Così accade che libri pessimi diventino dei best-sellers, un po’ di bugie strategiche, fumo negli occhi, pagamento delle recensioni, apparizioni in tv sempre spesso a pagamento, oppure al contrario creazione di misteriose leggende attorno ad autori che non vogliono rilasciare interviste, né farsi vedere, e il gioco è fatto.

Ma questo gioco premia davvero la qualità? Premia davvero il talento?

Cari lettori, il marketing se ne impipa letteralmente del talento, segue la legge soldi più soldi, e partendo dai soldi genera soldi, creando una società di alienati il cui unico compito non è di certo pensare ma comprare.
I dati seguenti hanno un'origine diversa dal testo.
PR #331, opened 2021-10-04
Add `logSystemInfo` parameter and USB VID/PID lookup

### LINKED ISSUE #288: Collect information about current mouse
This is a feature to collect information about the mouse being used and store it in the database. We'd like the following:

* Mouse make and model
* Model variant (if any)
* Firmware version
* Polling rate
* Click latency
* Sensor latency
* Mouse DPI (may not be possible)

bboudaoud-nv:
This branch adds support for logging `SystemInfo` to the output database as a new `System_Info` table. It also adds support for getting the VID/PID of all USB devices attached to the system and logging this as part of `SystemInfo` (which is also written to `log.txt` as it has been historically).

In order to get VID/PID this branch adds a dependency on `setupapi.lib` which will now need to be packaged with the project. This is currently a windows-only feature.

There is no support built-in for identifying mice/keyboards from other USB devices, but the VID/PID of every connected device is reported. An optional `vid_pid.json` file has been added to the `data-files` directory to provide a lookup of vendor/product names from the VID/PID pair. This file is produced using a [Python web-scraping tool](https://colab.research.google.com/drive/1tRE-ErkH7NAlTYjpu6vExyvypAGNtqzk?usp=sharing).

Merging this PR closes #288.


jspjutNV:
Is `setupapi.lib` a G3D project? This is a great idea, but we need to make sure we can package the library before we can merge this one.

PR #334, opened 2021-10-05
Scene heading

### LINKED ISSUE #332: Simplify scene-based player/camera heading
Currently the approach to getting the heading of a `PlayerEntity` from a scene.Any file (which occurs when no `spawnHeading` is specified in the experiment config `scene` specification) is quite convoluted and confusing. We should simplify it.

- Per discussion with @jspjutNV we should simplify this to allow more direct/uniform specification of the player frame within a scene using the `frame = CFrame::from...()` style specifications used elsewhere in G3D scene files.
- We should eliminate the `heading` value from the `PlayerEntity` Any serialization as this is no longer needed
- We should always default to the frame specified in the `PlayerEntity` over the player/default camera and make sure that when the player camera is created its frame is inherited from the `PlayerEntity` in code

Currently this issue can be demonstrated by loading the default scene (`Simple_Hallway.Scene.Any`) and observing that regardless of the `PlayerEntity` `heading` value the `position_az/el` reported in the `Player_Action` table appears to be inherited from the `defaultCamera` specification and not the `PlayerEntity`. This should be corrected such that no initial frame should need to be provided for cameras in FPSci scene specifications.

bboudaoud-nv:
This branch cleans up scene-level specification of `PlayerEntity` heading using the `frame` of the `VisibleEntity` as opposed to a purpose-built Any field. It also attempts to fully unify the player camera and player heading from when the `PlayerEntity` is loaded from Any.

Merging this PR closes #332

### DIFF
--- a/data-files/scene/Simple_Hallway.Scene.Any
+++ b/data-files/scene/Simple_Hallway.Scene.Any
@@ -17,8 +17,7 @@
         
 		player = PlayerEntity {
             model = "playerModel";
-            frame = Point3(47.522999, -2.3549, -0.35916	);
-			heading = -1.5707963267948966192313216916398;
+            frame = CFrame::fromXYZYPRDegrees(47.523, -2.3549, -0.35916, -90, 0, 0 ); 
         };
 		
 		camera = Camera {
@@ -82,7 +81,6 @@
                 vignetteTopStrength = 0.5; 
             };
             
-            frame = CFrame::fromXYZYPRDegrees(47.523, -2.3549, -0.35916, 87.025, 3.163, 0 ); 
             mass = 1; 
             motionBlurSettings = MotionBlurSettings { 
                 enabled = false; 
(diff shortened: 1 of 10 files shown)


data-files/scene/Simple_Hallway.Scene.Any
```diff
@@ -17,8 +17,11 @@
         
 		player = PlayerEntity {
             model = "playerModel";
-            frame = Point3(47.522999, -2.3549, -0.35916	);
-			heading = -1.5707963267948966192313216916398;
+            // When the player entity is specified, its frame overrides the camera frame
+            // even if not specified and filled with the default.
+            // If you prefer to use a specified camera frame, you can specify which camera to use
+            // in the experiment config.
+            frame = CFrame::fromXYZYPRDegrees(46.08, -2.2, 0.0, -90, 0, 0 );
```
jspjutNV, line 24: It seems to me that `46.0` in the x is more likely to be centered than `46.08` like it is now.

bboudaoud-nv: If you think this is correct I'm fine w/ changing it. Since we are changing the spawn position from past behavior here, we might as well pick the most "correct" option possible. I do not have strong opinions on this spawn position, and we can always refer to older scene configs to recover the historical spawn position.

PR #342, opened 2021-10-19
Initialize lastADCTime to fix error

bboudaoud-nv:
This branch adds a fix for initializing the `lastADCTime` variable at the top of the file to prevent an exception that prevents the `event_logger.py` script from running.


jspjutNV (approved):
Looks reasonable.

PR #345, opened 2021-11-09
Remove emergencyTurbo mode

bboudaoud-nv:
This branch removes `emergencyTurbo` which was causing issues with controlling AA, bloom, and AO (from the scene) when not set.


jspjutNV (approved):
Great change! Gets rid of dead and buggy code!

PR #346, opened 2021-11-17
Improve Question Specification

### LINKED ISSUE #344: Question Improvement
The current per-session question system in FPSci is functional, but leaves much to be desired in clarity of configuration and flexibility. There are a number of things we could improve around this functionality including:

- Allowing questions to be presented on a per-trial basis in addition to per-session
- Improve configuration
    - The difference between `MultipleChoice` and `Rating` questions is unintuitive (multirow vs single row button layout)
        - When using `MultipleChoice` the number of buttons per row is fixed, this could be made programmable
    - The `randomOrder` parameter defaults to true for all types of questions (unintuitive especially for `Rating`)
    - We could support a drop-down style question in the future

Suggested immediate changes include:
- Make `randomOrder` default to `false` when the question `type` is `"Rating"`
- Add a `buttonsPerRow` that defaults to `3` for `MultipleChoice` and the length of the `options` array for `Rating`
- Consider uniting `MultipleChoice` and `Rating` questions given the availability of `buttonsPerRow` option above (this parameter would always default to the length of the `options` array)

Longer term changes include:
- Add support for per-trial questions (and logging these results affiliated with the trial)
- Add support for drop-down questions
- Add support for multi-line entries in the `options` array (likely using a `\n` character)

bboudaoud-nv:
This branch improves specification of questions to clarify some issues and improve control of presentation of questions. Changes include:

1. Automatically default `randomOrder` to false when displaying questions with `type` of `Rating`
2. Add a `optionsPerRow` field that defaults to `3` (maintains old behavior) but allows custom layout of questions with `type` of `MultipleChoice`
3. Warn the user (via log.txt) that when a question with `type` of `Rating` is provided the `optionsPerRow` will be ignored in favor of displaying all options on one row (use `MultipleChoice` questions for controlled layout).
4. Allows font size setting for questions.

Merging this PR closes #344

### DIFF
--- a/docs/general_config.md
+++ b/docs/general_config.md
@@ -297,7 +297,7 @@ Questions are configured on a per experiment/session basis using the `questions`
 
 | Parameter Name        | Units  | Description                                                                      |
 |-----------------------|--------|----------------------------------------------------------------------------------|
-|`type`                 |`String`| The question type (required), can be `"MultipleChoice"`, `Rating`, or (text) `"Entry"`      |
+|`type`                 |`String`| The question type (required), can be `"MultipleChoice"`, `Rating`, `DropDown` or (text) `"Entry"`      |
 |`prompt`               |`String`| The question prompt (required), a string to present the user with                |
 |`title`                |`String`| The title for the feedback prompt                                                |
 |`options`              |`Array<String>`| An array of `String` options for `MultipleChoice` questions only          |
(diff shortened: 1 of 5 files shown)


jspjutNV (approved):
Looks good to me, and worked fine in my quick tests.

PR #347, opened 2022-02-02
SIGGRAPH Asia 2019 Sample Experiments

jspjutNV:
This PR includes sample experiments originally used for the [SIGGRAPH Asia 2019 paper](https://research.nvidia.com/publication/2019-11_Latency-of-30) updated to use the latest versions of FPSci.

It also includes updates to the sample experiment contribution instructions.


bboudaoud-nv:
I have made some minor corrections to whitespace formatting and specified the scene name (as you always should when applying position/heading).

However, I think there are still significant differences between this configuration and what was used for the SIGA 2019 study. I've included our screenshot from the SIGA paper below for reference

**Original**
image

**Current Version**
image

Note that:
1. We are not using the same type of cooldown indicator (may be okay)
2. The click-to-photon monitor appears to be on the wrong side (left)
3. The click-to-photon monitor is 2 drastically different sizes between the experiments (track shown in screenshot above seems better)
4. The reticle is a different color (green vs red)
5. The reticle seems substantially larger (by factor of 2x or more)
6. The reference target seems marginally smaller

bboudaoud-nv:
In addition the config file itself seems to be using a mix of syntax that might be confusing for new users to FPSci, this includes:

1. Use of `,` and `;` to end lines
2. Use of `=` and `:` in assignment
3. Use of `(...)` and `[...]` list conventions
4. Parameter names with and without quotes around them

bboudaoud-nv:
@joohwankimNV overall these changes are looking really good. My only other suggestion is that if we want to we could introduce an `sa2019_sampleuser` that does reticle scale/color rather than updating the default user. Alternatively we could just keep with your approach of updating the global `Sample User`. 

You could add:

```
  reticleColor = [Color4(0,1,0,1), Color4(0,1,0,1)];
```

to the user config to make the reticle green if you'd like. I'm not sure how important target/reticle contrast is overall, but I don't see a downside to more closely matching the experiment.

jspjutNV:
I'm going to merge this despite not being "approved" since the only remaining issue was fixed by Joohwan and we really need to get the release out. If you want to post-approve it still Ben, feel free.

PR #350, opened 2022-02-08
Experiment Configured Reticle

### LINKED ISSUE #349: Experiment specified experiment configurations
A session and experiment should be able to set a reticle setting which (when specified) will override the user settings.

In implementing this, it may be a good opportunity to create a "preferences" class to specify various per-user preferences and have the experiment override them when it's a part of the experiment design.

bboudaoud-nv:
This branch adds support for an experiment specified reticle and generally adds some clean-up around previously user-specified only values that can now be configured as part of an experiment configuration (as independent variables).

The behavior is that user-specified reticle behavior is overridden by experiment/session level configuration for these parameters whenever it is provided. This could be extended to include mouse sensitivity parameters as well.

Closes #349


bboudaoud-nv:
Currently the concept of users changing reticle/sensitivity in the user menu is decoupled from the behavior in app. Perhaps we should automatically set the fields allowing this change in the config to false if we detect an experiment-provided config?

Also logging still needs to be updated to be accurate for cases in which this configuration comes from the experiment. Currently this information is only logged to the `Users` table.

jspjutNV:
If you include `sessionParametersToLog = ("reticleIndex", "reticleScale", "reticleColor", "reticleChangeTime");` in the experiment, then the set values will be logged with each session. I think this is a decent work around, and I'm fine with it also being logged in the Users table. 

I also don't mind having a settings combination that allows users to think they're changing the reticle, but having those changes prevented by the experiment or session.

jspjutNV (approved):

PR #359, opened 2022-04-11
Add specification of target glossiness to configuration

bboudaoud-nv:
This branch reverts a hard-coded glossiness assumption that was previously used in FPSci. Targets and session/experiment level config can now specify their `gloss` and `targetGloss` respectively with per-target gloss overriding the global settings (similar to target color configuration).


jspjutNV:
In an effort to document how to retain the old behavior, I'm going to make this comment, and update it to have the right config settings to keep the old behavior. I'll put this comment into the release notes.

In each target, add the following:
```c++
gloss = Color4(0.4f, 0.2f, 0.1f, 0.8f);
```

jspjutNV (approved):

PR #362, opened 2022-04-11
Add Sphere models

jspjutNV:
This PR adds low and mid poly sphere models created by @bboudaoud-nv . It also adds a sample experiment to demonstrate them as well as the available and documented high poly sphere that can be [downloaded from here](https://drive.google.com/file/d/1LvJaJUD3k7DR0taZYZ_9Y0PNVQDMdShM/view?usp=sharing).


jspjutNV:
I'm going to try changing the default target model to the low polygon sphere instead of the icosohedron. Let's keep this open until we're happy with this change.

jspjutNV:
This is now ready for review.

PR #364, opened 2022-04-13
Remove duplicate save of user status

bboudaoud-nv:
This branch removes a 2nd save of user status from the session state machine.

### DIFF
--- a/source/Session.cpp
+++ b/source/Session.cpp
@@ -505,7 +505,6 @@ void Session::updatePresentationState()
         
 				// Save current user config and status
 				m_app->saveUserConfig(true);											
-				m_app->saveUserStatus();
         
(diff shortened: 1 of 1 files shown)


bboudaoud-nv:
There were previously 2 calls made to `m_app->saveUserStatus()` in `Session.cpp`. This branch removes the call from `Session::updatePresentationState()` in favor of the call in `FPSciApp::markSessionComplete()` (also called from `Session::updatePresentationState()`. This makes sense as it keeps the `saveUserStatus()` call contained inside of the `FPSciApp` and avoids the duplicate call we had previously.

jspjutNV:
I found the other save that we're keeping. It's in `m_app->markSessComplete` which is called in the `trialFeedback` state right before it transitions to the `sessionFeedback` state.

jspjutNV (approved):

Issue #348, opened 2022-02-02
Experiment and user selection interaction


bboudaoud-nv:
When running in developer mode the experiment selection and user selection process appears to interact problematically from the in-app menu.

Essentially the ability to select a different experiment from the experiment drop-down in the user menu without "loading" it in the sense of pressing the "Select Experiment" button in the menu allows for users to accidentally overwrite another experiment's user status with the status from the currently loaded one.

You can reproduce this issue by:

1. Open FPSci in developer mode (`developerMode = true` in startup config)
2. Select a different experiment (w/ different session names) from the experiment drop-down menu but DO NOT click the "Select Experiment" button
3. Press the "Select User" button to select the current user (or another one)
4. Now press the "Select Experiment" button to produce an error (session ID from user status missing from experiment)

You will also notice that now the user status file for the experiment that was selected in the drop down, but not "loaded" in the sense of pressing the "Select Experiment" button, has been written with the originally loaded experiment's user status, breaking loading this experiment on all future runs of FPSci.

bboudaoud-nv:
For now you should attempt to avoid this state by always pressing the "Select Experiment" button prior to taking another action from the user menu.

Le librerie espongono quello che il marketing vuole farci comprare, che non è un prodotto che solletica i dubbi ed i pensieri, è un prodotto innocuo, che deve allevare generazioni di idioti, assuefarli a letture distrattive e insignificanti, senza alcuna profondità, tant’è che i best-sellers, sono spesso libri che non valgono neppure la carta su cui sono stampati e letterariamente lasciano molto a desiderare.

Il progetto è chiaro, l’editoria è anche politica, la politica non ha piacere che la gente pensi, meno pensi meno sei pericoloso, meno pensi meno crei problemi, meno ti rendi conto di come funzionano realmente le cose, ti fermi alla superficie, perché la tua mente è stata addestrata a non superare le barriere del già dato. Leggi e diventi un automa.

Ribellati, non comprare le porcherie che trovi in vetrina, scava, cerca, indaga, opta per la profondità e se veramente vuoi pensare, non farti abbindolare dai giornali e dal marketing, perché più della metà di quello che dicono, è falso.

Teognide poeta greco nato nel VI secolo a.C scriveva:

Montoni, asini e cavalli di qualità noi bramiamo,
o Cirno; e vogliamo destinare alla monta
quelli di razza pura. Ma un nobile non ha scrupoli
a sposare una plebea, di padre plebeo, se gli porta molto denaro;
né una signora ricusa di esser moglie di un plebeo
che sia ricco: alla nobiltà preferisce la ricchezza.
Pregiano solo i denari; e un nobile sposa la figlia di un plebeo,
e un plebeo la figlia di un nobile: così la ricchezza ha mischiato le stirpi.
Non ti meravigliare, dunque, o Polipaide, che la razza
dei cittadini si oscuri: il buono si mescola al cattivo.

Il buono si mescola al cattivo” e il mercato è un grandissimo mescolatore di categorie sociali ed intellettive, poiché non si basa sull’effettiva validità o nobiltà di un prodotto, valutato con obiettività ed onestà intellettuale, ma si fonda su un’attività imprenditoriale che punta all’uso sistematico di quei fattori che permettano la migliore commercializzazione del bene e del servizio offerto! Mercato viene da mercor, aris. atus sum, ari, verbo derivato dal sostantivo merx, mercis. A furia di pubblicizzare scriteriatamente il prodotto, l’unica mercificazione, se non mercimonio, cui si rischia di andar incontro è quello della capacità di far discrimen tra merce valida e merce fasulla da parte dei nostri cervelli oramai usurati dal marketing, dove usurare rimanda ad un termine estremamente rabbinico, quale l’usura, perché di veri e propri usurai della ragione si tratta quando si parla di operatori di marketing!